▸ **Exercise objective**: Emit an exact copy of the lines running from the start of the records to the line containing "The web app has rich", both included.
[Records for the task — start]
Issue #311, opened 2026-06-28
Sync (i) help/info content to the iOS/iPad app from the web app


roznet:
## Motivation

The web app has rich "(i)" info popups explaining metrics, advisories, and layers. We want the same help content in the iOS/iPad app **without maintaining a copy** of the text on the client — the web app stays the single source of truth.

Help must render **offline** (it's reference text; no point requiring a live connection per popup). Approach: the app downloads the latest help catalog when it connects, caches it to disk, and renders popups from that cache. A bundled baseline covers first-run-before-network.

## Current state (web app — for reference)

Help content today lives in three places:

1. **Metrics (63 entries, ~100 KB)** — `web/ts/data/metrics-catalog.json`, keyed by metric id. Entry shape: `name, unit, vibe, primary_goal, best_used_for, limitations, theory, wikipedia, thresholds[], llm_prompt`. **Currently bundled into the JS bundle only — NOT served by any API** (imported directly in `web/ts/helpers/metrics-helper.ts`).
2. **Advisories (~22)** — derived in `src/weatherbrief/analysis/advisories/*.py` via each evaluator's `catalog_entry()`, registered in `registry.py:get_catalog()`. **Already served**: `GET /user/preferences/advisories/catalog` (`src/weatherbrief/api/preferences.py`). Shape: `id, name, short_description, description, category, altitude_dependent, parameters[]`.
3. **Layers / fronts / Hewson** — in code + i18n strings (`layer-legends.ts`, `panel.ts`, `fronts-info.ts`, `hewson-metrics-catalog.ts`). Messier; **out of scope for v1**.

## i18n decision

The web app is localized into `en/fr/de/es` (`web/ts/i18n/locales/*.json`). Advisory and layer help go through the `t()` translation system. **The metrics catalog help (`metrics-catalog.json`) is English-only** — it has no language dimension, so metric (i) popups are already shown in English even to non-English users. This is a known existing gap, not introduced by this work.

Decision for this issue:

- The endpoint **accepts a `lang=` param and localizes advisory content** (mirrors current web behavior).
- The **metric catalog is returned in English regardless of `lang`** (matches current web behavior).
- The `lang` contract is **wired now** so that when the metrics catalog is eventually translated, no client or endpoint change is needed — the localized strings just start flowing.
- Localizing `metrics-catalog.json` into fr/de/es is a **separate future follow-up** (benefits web and iOS at once; out of scope here).

### Backend (`src/weatherbrief/`)

[...]

Issue #285, opened 2026-06-23
iOS app modernisation (tracking epic)


roznet:
Tracking epic for the iOS/iPad app modernisation.

Design of record: `designs/future/ios-app-modernisation.md` — §8 is the sequencing.

**Model:** supervised autonomy in vertical chunks — each phase is a runnable slice ending in a human checkpoint (build + simulator + screenshots + `/code-review`). The web app is the porting reference.

## Phases (dependency-ordered)
- [x] Phase 0 — Data plumbing (iOS-only) · #286
- [x] Phase 1 — Cross-section render parity · #287
- [x] Phase 2 — Backbone (nav + state + chrome + skin) · #288
- [x] Phase 3 — Cross-section interaction · #289
- [x] Phase 4 — Skew-T feature pass · #290 (pkg: roznet/rzskewt#1)
- [x] Phase 5 — Brief + advisory detail (+ backend endpoint) · #291
- [x] Phase 6 — Map tab · #292
- [x] Phase 7 — Flight management · #293

Only backend touch in the whole plan: Phase 5's one small REST endpoint. Phase 4 package work: roznet/rzskewt#1.

PR #317, opened 2026-06-28
ios(tips): native TipKit contextual coachmarks for the briefing detail views (#312)

### LINKED ISSUE #312: iOS: native TipKit contextual tips for the briefing detail views (download/refresh/cross-section)
## Motivation

The web app has a guided **tour** (driver.js) that spotlights buttons and explains the UI. We want a native equivalent on iOS/iPad — but rather than port a forced linear walkthrough, use **TipKit** (Apple's first-party contextual-tip framework, iOS 17+; we target iOS 26.2). TipKit fits our cockpit "non-blocking" constraint: tips surface at the point of use, the user dismisses them, and the framework remembers — no modal, no scripted sequence required.

Goal of *this* issue: establish the **pattern + scaffolding** and ship a **handful of example tips**, then add more incrementally as we go.

This is **not** the same as #311 (sync the deep "(i)" reference help catalog from the web app). These tips are short "what does this button do" coachmarks. They can later *deep-link into* the #311 help catalog from a tip's action button, but the two are independent.

Part of the iOS modernisation epic #285.

## Concept: how TipKit works

Four pieces:

1. **Configure once at launch** (in the `@main` App init or `AppState` setup):
   ```swift
   try? Tips.configure([
       .displayFrequency(.immediate),         // revisit .daily later if tips feel noisy
       .datastoreLocation(.applicationDefault)
   ])
   ```
2. **Each tip is a `Tip` struct** — title, message, optional icon, optional action buttons and eligibility `rules`.
3. **Attach to a view** with one of two presentations:
   - `.popoverTip(_:)` — a floating callout that points at a specific control. Our tool for "highlight this button."
   - `TipView(_:)` — an inline banner card embedded in layout. Better for explaining a whole area.
4. **Invalidate** when the user performs the action (`tip.invalidate(reason: .actionPerformed)`), so it never nags again. Persistence is automatic — no storage code.

**Sequencing (optional):** TipKit shows any eligible tip immediately. To get a soft "do this one first, then that one" progression, gate a tip behind a `#Rule` on an event the previous tip donates. It stays non-forced — if the user ignores one, the next simply waits.

**Known limitation (acceptable here):** `.popoverTip` anchors to the view it's attached to. You **cannot** cleanly anchor a popover to a `Tab` bar item in SwiftUI. That's fine — this issue scopes tips to **buttons/controls inside the detail views**, not the tab bar. (To "explain a tab," drop a `TipView` banner inside that tab's content instead.)

## Proposed structure

New group `app/flyfun-weather/flyfun-weather/Tips/`:
- `BriefingTips.swift` — one `Tip` struct per concept (small, declarative).
- `Tips.configure(...)` call added at app launch.
- Attachment points (`.popoverTip` / `TipView`) wired into the existing views below.

Each tip's copy should be short and action-oriented. Where a deeper explanation exists, the tip can carry an action button that opens the relevant config sheet or (later) the #311 help entry.

## Example tips to ship in this issue

All view references are in the worktree branch `feat/ipad-briefing-layout`.

- Attach `.popoverTip` to the `arrow.down.circle` button (the `.notDownloaded` case).
- `invalidate(.actionPerformed)` after `downloadCurrentPack()` succeeds.

- Attach `.popoverTip` to the `arrow.clockwise` button.
- Sequence after the download tip (donate event on download-tip dismissal) so the two read as a pair — they sit side by side and the contrast (offline-save vs. fetch-new) is the whole point.
- `invalidate(.actionPerformed)` after `refresh()`.

- Attach `.popoverTip` to the `layersPill` button (Label "Layers", `slider.horizontal.3`).
- Gate eligibility on the Cross-Section tab being visible (so it doesn't fire on the Advisory tab).
- `invalidate(.actionPerformed)` when `showingConfig` is opened.

- A `TipView` banner above the canvas (or a `.popoverTip` on the canvas frame) the first time the Cross-Section tab is opened.
- `invalidate(.actionPerformed)` once the user uses the scrub gesture once.

## Implementation plan

1. Add `Tips.configure(...)` at launch (guarded `try?`).
2. Create `Tips/BriefingTips.swift` with the four `Tip` structs above + the two events for the download→refresh sequence.
3. Wire the four attachment points and their `invalidate(...)` calls into the existing views (no structural changes to those views).
4. Build + run on iPad; verify each tip appears once, dismisses, and stays gone across relaunch. TipKit ships `Tips.showAllTipsForTesting()` / `Tips.resetDatastore()` to make manual QA easy.
5. (Follow-up, not this issue) add more tips incrementally — Skew-T variable side panel, Map metric picker, Advisory cards, etc. — and consider wiring a tip action button into the #311 help catalog once that lands.

## Out of scope

- Forced/linear walkthrough (TipKit is intentionally non-modal; if a true spotlight tour is ever wanted, that's a separate custom-overlay issue).
- Anchoring popovers to the tab bar.
- The deep reference help catalog (#311).
- Localization of tip copy beyond English for v1 (mirror the existing metrics-catalog English-only stance; revisit with #311's `lang` work).

roznet:
## What

Native iOS/iPad equivalent of the web app's guided tour, using Apple's **TipKit** (iOS 17+) instead of a forced linear walkthrough. Tips surface at the point of use, the user dismisses them, and the framework persists the seen-state — non-blocking, cockpit-friendly. Establishes the pattern + scaffolding and ships **four example tips**; more are added incrementally.

Closes #312. Part of the iOS modernisation epic #285.

## Changes

- **Launch config** (`WeatherBriefApp.swift`) — `Tips.configure([.displayFrequency(.immediate), .datastoreLocation(.applicationDefault)])` in a guarded `try?`.
- **`Tips/BriefingTips.swift`** (new) — four `Tip` structs + the download→refresh sequencing event. The two cross-section tips carry a `@Parameter` visibility gate.
- **Four attachment points** wired into existing views (no structural changes):
  1. **Download button** → `.popoverTip` "Save for offline".
  2. **Refresh button** → `.popoverTip` "Get the latest forecast", **sequenced after** the download tip. A `statusUpdates` watcher donates the sequencing event the moment the download tip is dismissed (closed via × *or* downloaded), so the offline-save / fetch-new pair reads in order.
  3. **Cross-section "Layers" pill** → `.popoverTip` "Choose what to show"; gated to the Cross-Section tab; invalidated when the config sheet opens.
  4. **Cross-section canvas** → inline `TipView` "Tap or drag anywhere"; gated to the tab; invalidated on first scrub.
- **Settings** (`SettingsView.swift`) — DEBUG-only "Developer" section with **Show All Tips** / **Reset Tips Override** (`showAllTipsForTesting` / `hideAllTipsForTesting`) for visual QA, mirroring the existing debug server picker. (`resetDatastore()` can't run post-`configure()`, so the session overrides are the correct runtime tools.)

## Testing

- Builds clean for iPad Pro 11" (M5) simulator, iOS 26.
- Verified on iPad simulator: "Save for offline" → close → "Get the latest forecast" sequences correctly; Cross-Section "Layers" tip appears on that tab only.

## Out of scope (per issue)

Forced/linear tour, tab-bar popover anchoring, the #311 deep help catalog, and tip-copy localization beyond English.

### DIFF
--- a/app/flyfun-weather/flyfun-weather/App/WeatherBriefApp.swift
+++ b/app/flyfun-weather/flyfun-weather/App/WeatherBriefApp.swift
@@ -1,9 +1,20 @@
 import SwiftUI
+import TipKit
 
 @main
 struct WeatherBriefApp: App {
     @State private var appState = AppState()
     @Environment(\.scenePhase) private var scenePhase
+
+    init() {
+        // Contextual coachmarks for the briefing detail views (#312). Guarded
+        // `try?` — a tip-store failure must never block app launch. Revisit
+        // `.daily` later if the tips ever feel noisy.
+        try? Tips.configure([
+            .displayFrequency(.immediate),
+            .datastoreLocation(.applicationDefault),
+        ])
+    }
 
     var body: some Scene {
         WindowGroup {
--- a/app/flyfun-weather/flyfun-weather/Tips/BriefingTips.swift
+++ b/app/flyfun-weather/flyfun-weather/Tips/BriefingTips.swift
@@ -54,7 +54,9 @@ struct RefreshBriefingTip: Tip {
 /// so it never fires while the Advisory (or any other) tab is on screen.
 struct CrossSectionLayersTip: Tip {
     /// Set from `CrossSectionView`'s appear/disappear so the tip is eligible
-    /// only while that tab is the visible one.
+    /// only while that tab is the visible one. TipKit requires each `@Parameter`
+    /// to live on its own Tip type, so this is written in tandem with
+    /// `CrossSectionScrubTip.crossSectionVisible` — update both together.
     @Parameter static var crossSectionVisible: Bool = false
 
     var title: Text { Text("Choose what to show") }
@@ -71,6 +73,8 @@ struct CrossSectionLayersTip: Tip {
 /// the canvas the first time the tab is opened; invalidated once the user
 /// scrubs once. Shares the visibility gate with the Layers tip.
 struct CrossSectionScrubTip: Tip {
+    /// Written in tandem with `CrossSectionLayersTip.crossSectionVisible` from
+    /// `CrossSectionView`'s appear/disappear — update both together.
     @Parameter static var crossSectionVisible: Bool = false
 
     var title: Text { Text("Tap or drag anywhere") }
--- a/app/flyfun-weather/flyfun-weather/Tips/BriefingTips.swift
+++ b/app/flyfun-weather/flyfun-weather/Tips/BriefingTips.swift
@@ -1,0 +1,84 @@
+import SwiftUI
+import TipKit
+
+/// Contextual coachmarks for the briefing detail views (#312).
+///
+/// TipKit (iOS 17+) surfaces each tip at its point of use, then persists the
+/// dismissal so a tip never nags twice — no storage code on our side. This is
+/// the native, non-blocking counterpart to the web app's driver.js tour: tips
+/// appear next to the control they describe, the user dismisses them, and the
+/// framework remembers. There is no forced linear walkthrough.
+///
+/// Scope (per #312): buttons/controls *inside* the detail views, not the tab
+/// bar (`.popoverTip` cannot cleanly anchor to a SwiftUI `Tab`). Add more tips
+/// incrementally — keep each one short and action-oriented.
+
+// MARK: - Events
+
+/// Donated when the user acts on the download tip, so the refresh tip can
+/// sequence *after* it. The two controls sit side by side and the whole point
+/// is the contrast — offline-save vs. fetch-new — so they should read as a pair.
+enum BriefingTipEvents {
+    static let downloadTipSeen = Tips.Event(id: "briefing.downloadTipSeen")
+}
+
+// MARK: - Toolbar tips
+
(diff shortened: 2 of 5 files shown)


roznet:
Addressed all three minors from the review (rebased onto current `main` first):

- **Refresh tip invalidation** — now guarded on a successful refresh; a `.error` result no longer dismisses the coaching tip, so the user can retry with the coaching still present (mirrors the download-tip guard). Confirmed success states are `.completed`/`.noRefresh`.
- **Scrub `TipView`** — gated on `csVM.vizData != nil`, so it won't be consumed coaching "tap anywhere" while the canvas is still loading or in an error/no-data state.
- **Duplicated `@Parameter`** — added cross-reference doc comments on both `crossSectionVisible` parameters noting they're written in tandem.

Build green for iPad Pro 11" (M5) sim. Pushed as `480714da`.

roznet:
Round-2 fixes pushed:

- **Important (landscape tip-burn)** — `updateScrub` now invalidates the scrub tip only when `!isLandscapeFocus`, so a landscape-focus drag can't consume a tip that's never rendered there. The tip survives for the portrait `TipView` where it's actually shown.
- **Minor (per-tick invalidate)** — added a one-shot `@State scrubTipInvalidated` guard so it fires exactly once.

Build green for iPad Pro 11" (M5) sim.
[Records for the task — finish]
▸ **Exercise solution**:
Issue #311, opened 2026-06-28
Sync (i) help/info content to the iOS/iPad app from the web app


roznet:
## Motivation

The web app has rich "(i)" info popups explaining metrics, advisories, and layers. We want the same help content in the iOS/iPad app **without maintaining a copy** of the text on the client — the web app stays the single source of truth.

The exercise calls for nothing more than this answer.